12 Aralık


Yaklaşık iki saat boyunca içimin sarnıcına süzülerek biriken pek çok unutulmaz konuşma ve sahnenin içinde benim için tartışmasız en unutulmaz olanı, papaz ve Van Gogh arasında geçen konuşmada; yaşadığı dönemde resimleri beğenilmeyen, hâttâ çağdaşı ünlü ressam Paul Gauguin tarafından  acımasızca yerilen ressamın, delimsirek  ruhunun yalın sesiyle papaza söyledikleriydi:
Van Gogh - Belki Tanrı yanlış zamanı seçti.
Papaz        -Yanlış zamandan kastın ne?
Van Gogh - Belki Tanrı beni henüz doğmamış insanlar için ressam yaptı.
Van Gogh-  Resim yapmasaydım birini öldürebilirdim.
Kült ressamın son zamanlarını anlatan 2018 yapımı Van Gogh Sonsuzluğun Kapısında'yı seyrederken 2012'de Cer Modern'in görkemli salonlarında,-yılın tam da bu zamanlarıydı- ziyarete açılan canlı, çerçevesiz, "digital"Van Gogh sergisinde; kulağımda Vivaldi'nin o ilâhi Dört Mevsim'i ile çiçekli meyve bahçeleri, selvili buğday tarlaları, fırtına bulutlarının kovaladığı tarlalar, kargalar, sapsarı gökyüzünün altına uzanmış güneşli zeytinlikler, çiçeğe kesmiş pembe şeftali ağaçları, ablak yüzlü ayçiçekleri arasında, renklerin en canlıları ile rengârenk boyanarak, zamanı unutup, nefesim kesilene değin koşuşumu hatırlıyorum.
Bu gün geç de olsa nihayet yılbaşı süslerimi çıkarıp evimin köşelerine umutla, sevgiyle yerleştirdim. Ama sanki eski kıt kanaât yılbaşılar daha mı anlamlıydı ne?
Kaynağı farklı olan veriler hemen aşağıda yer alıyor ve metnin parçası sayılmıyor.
Issue #1677, opened 2023-03-02
[ImageLoader] cache issues


tmarsik42:
I've come across a bug that affects `ImageLoader`.

Changing images in `ImageLoader` using reactive url parameter does not change an image.

Reproduction
https://svelte.dev/repl/acd821474a1648f688597ce4ffd4004b?version=3.50.1

1. Open console (so you can check logs)
2. Make sure Disable cache is DISABLED in network tab (unchecked)
<img width="537" alt="Snímek obrazovky 2023-03-02 v 9 13 47" src="https://user-images.githubusercontent.com/95856146/222369996-42a77a6a-7093-4d2b-9e01-d65b486b639a.png">
3. change images by clicking on list of images, html img changes just fine, `ImageLoader` doesn't change

<img width="673" alt="Snímek obrazovky 2023-03-02 v 9 14 50" src="https://user-images.githubusercontent.com/95856146/222370231-4a299285-6e1a-4bfe-b9bb-424f0cf3e170.png">

4. ENABLE "disable cache" option in console
<img width="541" alt="Snímek obrazovky 2023-03-02 v 9 17 10" src="https://user-images.githubusercontent.com/95856146/222370733-7fd9a5b1-a9c1-40a8-aac7-8ab56a6ad631.png">

5. It works now even for `ImageLoader`

<img width="670" alt="Snímek obrazovky 2023-03-02 v 9 17 33" src="https://user-images.githubusercontent.com/95856146/222370814-fa75e732-25bb-42c1-b6dd-11f669eebfdf.png">

I checked the implementation of `ImageLoader` but I'm not sure what the issue is.

Tihomir971:
Same problem

PR #1919, opened 2024-02-24
fix(image-loader): updated `src` should update the image 

metonym:
Fixes https://github.com/carbon-design-system/carbon-components-svelte/issues/1677

This one was interesting. The `src` prop was indeed correct, but the DOM was not updated to reflect this. The workaround here is to use a `key` block to recreate the element if `src` changes.


metonym:

PR #1926, opened 2024-03-07
Make library interoperable with Svelte 5

### LINKED ISSUE #1924: Link: do not render `<p>`
Original report: https://github.com/carbon-design-system/carbon-components-svelte/discussions/1908#discussioncomment-8698373

## Issue

Svelte 5 yields a compiler error for `<Link>` because `<div>` is an invalid descendent of `<p>`, which is correct as per W3 spec.

I recommend we align behaviour with [Carbon React](https://react.carbondesignsystem.com/?path=/story/components-link--playground&args=disabled:!true):

- [ ] When disabled, render an `<a aria-disabled="true">` (⚠️ breaking change since `<p>` has different layout behaviour)

Reference:

https://github.com/carbon-design-system/carbon-components-svelte/blob/96aef1705cc2812d47a8015a1499a6c6021ced0f/src/Link/Link.svelte#L37-L60

## Reproduction

Demo: https://stackblitz.com/edit/sveltejs-kit-template-default-mxnwjf?file=src%2Froutes%2F%2Bpage.svelte

Screenshot:

image

metonym:
Review by commit – rebase merge.

https://github.com/carbon-design-system/carbon-components-svelte/discussions/1908

There are several low-lift revisions that make this library interoperable with Svelte 5.

- [fix: avoid using reserved $ for Svelte 5 compat](https://github.com/carbon-design-system/carbon-components-svelte/commit/e5ea940da9643aa309cb5b3ea70b089c7dd1936a)
- [fix(link)!: do not render p for disabled link](https://github.com/carbon-design-system/carbon-components-svelte/commit/0b7aca13341d71062699c77a969626cd8e9ec62d) (Closes #1924)
- [fix(search): hoist ignore a11y autofocus comment](https://github.com/carbon-design-system/carbon-components-svelte/commit/6e9cd6e6af0d040554ac275cefa1689df4eacb25)

### DIFF
--- a/src/Search/Search.svelte
+++ b/src/Search/Search.svelte
@@ -79,6 +79,7 @@
   $: dispatch(expanded ? "expand" : "collapse");
 </script>
 
+<!-- svelte-ignore a11y-autofocus -->
 {#if skeleton}
   <SearchSkeleton
     size="{size}"
--- a/COMPONENT_INDEX.md
+++ b/COMPONENT_INDEX.md
@@ -1963,15 +1963,15 @@ None.
 
 ### Props
 
-| Prop name | Required | Kind             | Reactive | Type                                                                   | Default value          | Description                                              |
-| :-------- | :------- | :--------------- | :------- | ---------------------------------------------------------------------- | ---------------------- | -------------------------------------------------------- |
-| ref       | No       | <code>let</code> | Yes      | <code>null &#124; HTMLAnchorElement &#124; HTMLParagraphElement</code> | <code>null</code>      | Obtain a reference to the top-level HTML element         |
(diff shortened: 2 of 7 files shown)


src/Search/Search.svelte
```diff
@@ -79,6 +79,7 @@
   $: dispatch(expanded ? "expand" : "collapse");
 </script>
 
+<!-- svelte-ignore a11y-autofocus -->
```
theetrain, line 82: Long-term, I recommend we remove `autofocus` functionality and guide users to instead utilize `ref` to manually set focus based on user or server events.

theetrain (approved):
Tested with `svelte@5.0.0-next.72`

src/Search/Search.svelte
metonym: Agreed – would love to sort out the ignorable a11y warnings from the rest.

Hani öğrenci evliliği yılları.
Eşya azdır, usul usul tamamlanır. Yaratıcılıkla mutlu olunur; meselâ zarifçe bükülmüş bir kablonun ucundan odayı soluk soluk aydınlatan, babadan kalma şapkadan yapılmış bir lâmba, kütükten tabureler, yine daha büyükçe bir kütükten sehpa, önünde renkli yer minderlerinin gelişigüzel atıldığı geniş duvara çaprazlamasına asılmış bir gitar, küçük kilimler, gazetelerin, dergilerin konulabileceği heybeler, rengârenk seramik küllükler, cam kâselerin içinde gülümseyen, kumsallardan belki bir günbatımında  toplanmış irili ufaklı deniz kabukları. Bütün bu orta hâlli ayrıntılar, sevimli bir çocuk şiiri gibi.
Uzaklara bakıyorum. Kar yağar mı acaba? 
Beyazın aydınlığı vursun istiyorum gözlerimdeki derin, hülyalı buluta.